Обращаю это приглашение и к себе; но не так-то мне легко ему последовать. Гляжу на аккуратную книгу эту в белой с двумя двухцветными полосками обложке, и грустно мне становится. Автор ее был всего на год старше меня, но вот уже восемнадцать лет, как его нет на свете. Смолоду я был с ним знаком; но дело не в этом знакомстве, так и не приведшем к сближению, да и не безоблачном, — хоть и рассеялось это облако под конец. Дело попросту в календаре, в жизни и смерти, в промелькнувшем времени. Были мы современниками, ровесниками, встречались на брегах Невы, а теперь предстоит мне разыгрывать роль бесстрастного потомка, критика скончавшихся до его рождения поэтов, чуть ли не «литературоведа», хотя от самого этого слова у меня горько становится во рту и пропадает аппетит.

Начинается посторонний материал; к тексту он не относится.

PR #1849, opened 2026-01-12
Fix: Raise RuntimeError when ClientSession is used without context manager to prevent hangs

### LINKED ISSUE #1564: stdio_client fails with BrokenResourceError during initialization
### Initial Checks

### Description

I'm trying to use stdio_client to spawn and communicate with a FastMCP server, but it consistently fails during the initialization handshake. The client times out after about 10 seconds with a BrokenResourceError.

The subprocess starts fine and I can see the server is running, but when the client tries to initialize the session, it hangs and eventually times out. Looking at the traceback, there's a BrokenResourceError happening in the stdout_reader coroutine at line 162 of mcp/client/stdio/__init__.py.

Expected behavior:
The client should successfully spawn the server, complete the initialize handshake, and be ready to call tools.

Actual behavior:
The client hangs during initialization and then times out with:

ExceptionGroup: unhandled errors in a TaskGroup (2 sub-exceptions)
  BrokenResourceError at mcp/client/stdio/__init__.py:162 in stdout_reader
  TimeoutError after waiting for initialize response

Additional cpontext:
Interesting finding: When I test the server directly by piping JSON to it, it works perfectly:

$ echo '{"jsonrpc":"2.0","id":1,"method":"initialize","params":{"protocolVersion":"2024-11-05","capabilities":{},"clientInfo":{"name":"test","version":"1.0"}}}' | python test_server.py

The server immediately returns a valid response. So the server itself is working correctly - it can read from stdin and write to stdout just fine. The issue seems to be specifically with how stdio_client is handling the subprocess communication.

I've tried various things to fix it but nothing works:
- Running python with -u flag for unbuffered output
- Setting sys.stdout.reconfigure(line_buffering=True) in the server
- Using absolute paths
- Increasing timeout values
- Setting PYTHONUNBUFFERED=1

Note: HTTP/SSE transport works fine as an alternative.

### Example Code

1. Create a simple FastMCP server (test_server.py):

```python

mcp = FastMCP("TestServer")

@mcp.tool()
def add(a: int, b: int) -> int:
    """Add two numbers"""
    return a + b

if __name__ == "__main__":
    mcp.run()
```

2. Create a client that uses stdio_client (test_client.py):

```python
import asyncio

async def test():
        command="python",
        args=["test_server.py"]
    )
    
    async with stdio_client(params) as (stdio, write):
        session = ClientSession(stdio, write)
        await session.initialize()  # Hangs here
        
        result = await session.list_tools()
        print(f"Tools: {result.tools}")

asyncio.run(test())
```

3. Run: python test_client.py
4. Observe: hangs for about 10 seconds then fails with BrokenResourceError

### Python & MCP Python SDK

```Text
- MCP SDK Version: 1.20.0
- Python Version: 3.12.7
- Operating System: macOS
- Installation method: pip install mcp==1.20.01
```

newbiehwang:
Fixes #1564

## Summary
This PR adds a runtime check to `ClientSession` to ensure it is being used within an asynchronous context manager (`async with`). If `initialize()` is called without entering the context, it now raises a clear `RuntimeError` instead of hanging indefinitely.

## Motivation and Context
Currently, if a user attempts to call `await session.initialize()` without wrapping the session in an `async with` block, the program hangs indefinitely. This happens because the background receive loop (`_receive_loop`) is only started inside `__aenter__`.

This behavior leads to a frustrating debugging experience (deadlock) for developers. This change provides immediate feedback by enforcing correct usage of the session, preventing the deadlock.

## How Has This Been Tested?
I reproduced the issue using the script provided in #1564.
1. **Before fix:** The script hung indefinitely at `await session.initialize()`.
2. **After fix:** The script immediately raises `RuntimeError: ClientSession must be used within an 'async with' block.`, as expected.
3. Verified that normal usage (with `async with`) continues to work correctly.

## Breaking Changes
No. This change is backward compatible for all correct usages. It only affects code that was previously incorrect and hanging.

## Types of changes
- [ ] Documentation update

## Checklist

## Additional context
I implemented this using a simple state flag (`_entered`) to maintain backward compatibility without requiring significant architectural refactoring of the session class.


newbiehwang:
Friendly ping — this PR has been open for about a month now. All CI checks are passing. Could a maintainer take a look when available? Thanks!

maxisbey:
Thanks for the PR. This has since landed via #2838. I'm closing this out as part of a backlog cleanup now that v2 is out. Feel free to reopen if this is still relevant.

PR #1857, opened 2026-01-15
fix(tests): skip proxy for localhost in Windows environments

### LINKED ISSUE #1477: Test fails in a Windows system with a proxy enabled
### Initial Checks

### Description

In a Windows system with a proxy enabled, some tests fail when accessing 127.0.0.1 through the proxy.

The test fails:
Image

### Suggestion
When testing, set environment variables to avoid using localhost through a proxy. 

Add to tests/conftest.py:
```Python
import os 
os.environ[NO_PROXY] = '127.0.0.1`
```

### Example Code

```Python
uv run pytest
```

### Python & MCP Python SDK

```Text
Python version: 3.11
MCP Python SDK：latest
```

cxhello:
## Summary
- Set `NO_PROXY` environment variable to `127.0.0.1` in `tests/conftest.py`
- Prevents tests from failing on Windows systems with a proxy enabled

## Test plan
- [x] Verified the fix matches the suggestion in the issue
- [ ] Run `uv run pytest` on Windows with proxy enabled

Closes #1477

### DIFF
--- a/tests/conftest.py
+++ b/tests/conftest.py
@@ -1,4 +1,8 @@
+import os
+
 import pytest
+
+os.environ["NO_PROXY"] = "127.0.0.1"
 
 
 @pytest.fixture


Kludex:
I don't think we need to pollute the test suite for this. You can enable the env var on your local environment.

PR #1867, opened 2026-01-15
fix: add default values to Literal type fields in content types

### LINKED ISSUE #1731: Content types should have default values for Literal type fields
## Problem

Content types like `TextContent` and `ImageContent` require passing `type="text"` or `type="image"` explicitly, even though these are single-value `Literal` types.

**Current definitions:**
```python
class TextContent(BaseModel):
    type: Literal["text"]  # No default
    text: str

class ImageContent(BaseModel):
    type: Literal["image"]  # No default
    data: str
    mimeType: str
```

**Current usage (verbose):**
```python
TextContent(type="text", text="hello")
ImageContent(type="image", data="...", mimeType="image/png")
```

PR #1292 already added defaults for `method: Literal` fields on request and notification types - could do the same thing here.

## Related

- #837 (type system complexity / developer friction)

felixweinberger:
## Summary

Add default values to single-value `Literal` type fields in content types so users don't have to pass them explicitly.

## Motivation and Context

Content types like `TextContent` and `ImageContent` have single-value Literal type fields (e.g., `type: Literal["text"]`) that should default automatically since there's only one valid value.

**Before:**
```python
TextContent(type="text", text="hello")
ImageContent(type="image", data="...", mimeType="image/png")
```

**After:**
```python
TextContent(text="hello")
ImageContent(data="...", mimeType="image/png")
```

Fixes #1731

## How Has This Been Tested?

Added regression test `test_content_type_literal_defaults` in `tests/test_types.py` covering representative types (TextContent, ImageContent, PromptReference).

## Breaking Changes

None. Existing code that explicitly passes the `type` field will continue to work.

## Types of changes
- [ ] Documentation update

## Checklist

## Additional context

Affected types:
- `TextContent`
- `ImageContent`
- `AudioContent`
- `ToolUseContent`
- `ToolResultContent`
- `EmbeddedResource`
- `ResourceLink`
- `ResourceTemplateReference`
- `PromptReference`

This follows the same pattern as PR #1292 which added defaults for `method: Literal` fields on request/notification types.

### DIFF
--- a/tests/test_types.py
+++ b/tests/test_types.py
@@ -9,14 +9,12 @@ from mcp.types import (
     CreateMessageRequestParams,
     CreateMessageResult,
     CreateMessageResultWithTools,
-    ImageContent,
     Implementation,
     InitializeRequest,
     InitializeRequestParams,
     JSONRPCMessage,
     JSONRPCRequest,
     ListToolsResult,
-    PromptReference,
     SamplingCapability,
     SamplingMessage,
     TextContent,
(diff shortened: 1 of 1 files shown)


tests/test_types.py
```diff
@@ -71,6 +73,17 @@ async def test_method_initialization():
...
 
+def test_content_type_literal_defaults():
+    """Content types should default their Literal type field.
+
+    This allows instantiation without explicitly passing the type discriminator,
+    e.g., TextContent(text="hello") instead of TextContent(type="text", text="hello").
+    """
+    assert TextContent(text="hello").type == "text"
+    assert ImageContent(data="base64", mimeType="image/png").type == "image"
+    assert PromptReference(name="test").type == "ref/prompt"
```
Kludex: I don't think any test is needed here. It feels it's testing Pydantic.

felixweinberger: Yeah fair - I kept this around as a regression test to ensure nobody removes the Literal, but I guess that's kind of pointless as who would do that 🤔 I'll remove.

Что поделать? Приступаю… Но, как назло, в издании этом еще и все обложки сборников воспроизведены, да и портретный рисунок Анненкова 21-го года. Рисунок этот сходство схватил превосходно, но в карикатуру это сходство вогнал даже и до чрезмерности. Именно так искривлял приоткрытые губы поэт, сжимая в зубах папиросный мундштук, именно так блестели его черные, гладко припомаженные волосы, Так он и глядел порой — этак умудренно-горьким опытом. Но мешки под глазами слишком его старят в двадцать семь лет; вперед рисовальщик заглянул. А я ведь его помню (пораньше, во время войны) другим: очень изящным, несмотря на легкую хлыщеватость. Помню и его прелестную жену, русскую француженку, которую он покинул ради той, по-иному прелестной, кто стала второй его женой (и единственной для рассеянной немножко, но дело свое знающей Истории). При первых наших встречах презрительной этой горечи и кривой усмешки, Анненковым замеченных, я не замечал. Рисунок похож на то в Георгии Иванове, что не нравилось мне, что меня раздражало, — и что исчезло под конец, когда болезнь так страшно, так до неузнаваемости его изменила и так изменила — в сторону правды и простоты — его стихи.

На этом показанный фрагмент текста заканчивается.